From Static Allocation to Dynamic Game Theory In the past, when constructing FOF (Fund of Funds) or allocating major asset classes, a static weight was typically set (e.g., a 60/40 portfolio). However, in the future, a dynamic adjustment mechanism must be introduced. For example, when a certain type of strategy (such as small-cap stock index enhancement) becomes overly crowded, the "herd risk" caused by homogeneous trading must be actively mitigated by reducing its weight, even if its historical performance has been excellent.
The "airbag" transformation of products has experienced painful retracements, and investors' aversion to downside risks has reached its peak. Derivative products with "airbag" or "snowball" structures, as well as index-enhanced products protected by options, will become mainstream in 2026. This is fundamentally similar to the logic of structured products in DeFi — sacrificing a portion of potential upside gains in exchange for greater certainty and principal protection.

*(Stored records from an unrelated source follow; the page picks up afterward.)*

PR #540, opened 2026-04-16
fix: properly handle single-file audiobooks

### LINKED ISSUE #446: Uploaded audiobooks disappearing from app
### What Went Wrong?

I noticed recently that a bunch of audiobooks I uploaded in the past (prior to moving over to the Grimmory image from Booklore) are no longer present in app.  I'm not sure if they had been present immediately after change the images.  When I try to re-upload them, it says the files already exist.  I did some digging into the database and can not find database entries associated with these missing audiobook files.  However when I checked the volumes specified in my docker file, the one here `./apps/booklore/book/:/book` , showed the missing audiobook files.

I tried deleting these files and then re-uploading them through Bookdrop which did work.  I could see them in the app.  But then I checked back the next day and they are gone again from the app.  I no longer see a database record but still see the files in the book folder.

Not sure why this isn't happening to all of the audiobooks I've uploaded.  In this case, I'm testing with the Dungeon Crawler Carl audiobook series.  For some reason book 2 is saved and in the database but I noticed that the book file name got stored as the author's name instead of the file's actual name.

Image

I'm not sure if that's the reason behind the issue.  I know previously I had also played around with trying to group the books together because I also own the physical books, but that isn't possible.  I doubt that caused the problem.

All the database entries I can find for the series (also the only entries I can find in the app):

Image

Missing audiobook files in the `/mnt/lan-access/apps/booklore/book/Matt Dinniman` location :

Image

I'm not sure exactly how to reproduce as I don't know what caused it in the first place, but to recreate this specific situation:

1. Look for an audiobook that you have previously uploaded but is missing from the app.
2. Try to upload the file again --> Grimmory throws an error saying file already exists.
3. Check the specific `./apps/booklore/book/:/book` location for the book and see if the file exists.  If it does, then delete it.
4. Try reuploading again which should work.  Book should be viewable from the app.
5. Wait for a system sync and see if the book disappears again.  I'm not sure if the system sync is what caused it to disappear again after I re-uploaded, but when I checked audit logs that's all that happened since then.

I have not noticed this with epubs that I've uploaded.  All audiobooks that I'm having issues with were uploaded through Bookdrop.

I would have expected the first time I uploaded the audiobooks for them to get properly organized within the app's file system.  I also expected that when I re-uploaded them again, for them to not disappear again.

_No response_

I suspect that something happened when I originally uploaded these books.  I remember being able to see all of them when I first uploaded which is why I didn't suspect anything.  It's possible when moving over to the Grimmory image that something messed it up.

It is also possible that the system sync is tangentially related because something is resetting the files after I re-upload them.

### Your Setup

- Grimmory version 2.3.0
- Running on a self hosted NAS
- Docker

### Before Submitting

imnotjames:
## Description

in some cases, single file audio books are being removed when the library scan is being done.  this is because of ambiguity in our audiobook detection.  often, multiple single file audiobooks gets detected as a folder-based audiobook which leads to us not finding those single files

this change updates the algorithm for detecting files so we check for both folder & file based audiobooks

**Linked Issue:** Fixes #446

## Changes

* switches away from the "key" system to paths
* ensures audiobooks get both folder & file based paths when scanning the library for new / deleted files
* handles both of these cases during a scan to allow for improperly detected books to be found

## Summary by CodeRabbit

* **Refactor**
  * Improved internal file path comparison logic for more reliable library file detection.

* **Tests**
  * Expanded test coverage for library file management, including folder-based audiobook handling and file detection scenarios.

### DIFF
--- a/backend/src/main/java/org/booklore/service/library/LibraryFileHelper.java
+++ b/backend/src/main/java/org/booklore/service/library/LibraryFileHelper.java
@@ -23,9 +23,9 @@ import java.nio.file.attribute.BasicFileAttributes;
 import java.util.ArrayList;
 import java.util.EnumSet;
 import java.util.HashMap;
-import java.util.HashSet;
 import java.util.List;
 import java.util.Map;
+import java.util.Objects;
 import java.util.Optional;
 import java.util.Set;
 import java.util.stream.Collectors;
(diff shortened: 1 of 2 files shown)


imnotjames:
Clarifying the problem here as a commit for future review:

For example, say I have Author "Foo" who made the audiobook "Bar" and "Baz"

| Author | Book | File |
| --- | --- | --- |
| Foo | Bar | `/books/foo/bar.mp3` |
| Foo | Baz | `/books/foo/baz.mp3` |

The problem is that when checking for book files during a scan, Grimmory erroneously detects `/books/foo` as a folder-based audiobook and thus only sees `/books/foo`.  When it checks to see if `/books/foo/bar.mp3` exists, it can't find those files (As it only reads the folder!) & decides the book has been removed from the library - even though the file is there!

---

The issue why we can't just add all files is then the individual files in an actual folder-based audiobook will get detected as new books, so we have to handle that case.

---

I also think there are other edge cases that this entire system doesn't handle - it was never written to support audiobook folders in the first place, so cases like an audiobook folder that has a single cover jpeg may break things.  A tree or moving the folder detection logic up into the processor makes more sense - but would be a larger rewrite of the feature.

---

Actually, moving in the other direction could work, too?  The delete / add detection helpers moved into the library file helper & making them public would allow testing them more directly.

balazs-szucs:
> I also think there are other edge cases that this entire system doesn't handle - it was never written to support audiobook folders in the first place, so cases like an audiobook folder that has a single cover jpeg may break things. A tree or moving the folder detection logic up into the processor makes more sense - but would be a larger rewrite of the feature.

agreed on both counts. Some of the weirdness sadly, is rather obvious. For instance, when you select audiobooks in book-view, and generate custom cover nothing happens, you also cannot also regenerate from the file. Whether auto-metadata match works or not, i think so but 🤷‍♂️ 

Interestingly, when you do it in edit metadata UI... then it works?

Anyways, this is to say, PRs there are very much welcome. For me it has not been priority because it's moreso an "opt-in" features with lot of great alternatives. E.g., Audiobookshelf.

Thank you for your work :)

imnotjames:
This is a bit much of a PR to review, probably - It's a refactor and then 1631578f7c73408470f9c0ac3b902d5f1fe33b4b is the actual fix.  If need be, I can split this into two PRs -- one to refactor with no behavior changes, and one to fix.

EDIT: Per DM, splitting would help.

imnotjames:
@coderabbitai review

PR #761, opened 2026-04-22
ci: temp disable dependabot typescript updates

imnotjames:
## Description

Configure dependabot to ignore typescript because it's incompatible to upgrade with our angular version

## Summary by CodeRabbit

* **Chores**
  * Updated dependency management configuration.


balazs-szucs (approved):
Many thanks for the quick PR!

Seeking assets with low correlation—whether finding independent alpha within A-shares or allocating to Hong Kong stocks, U.S. equities, or even crypto assets—the core objective is to reduce the overall correlation of the portfolio. Dr. He Kang specifically mentioned that although it is difficult to generate pure alpha in Hong Kong stocks (due to poor liquidity and expensive shorting tools), they still hold value as part of a diversified allocation. Meanwhile, the crypto market, driven by its unique logic, will become an important piece in hedging traditional financial risks.
Dr. He Kang's speech essentially revealed the essence of financial engineering: the process of seeking certainty amidst uncertainty.
In the quantitative industry of 2025, the traditional low-hanging fruits have already been picked. Now, practitioners face only two paths: either to deeply focus on technical advancements, leveraging large models to uncover deeper nonlinear patterns; or to expand overseas in terms of assets, entering the blue ocean of crypto markets to achieve a form of "dimensional advantage."
For Web3 natives, this is also a warning: as top-tier institutions like Huatai Securities begin to conduct in-depth research and pay close attention to this field, the entry of formal players is only a matter of time. When traditional quantitative strategies are applied to decentralized trading markets, new opportunities and fierce new competition will arrive simultaneously.
In 2026, whether in TradFi or Crypto, only the ones who evolve will survive.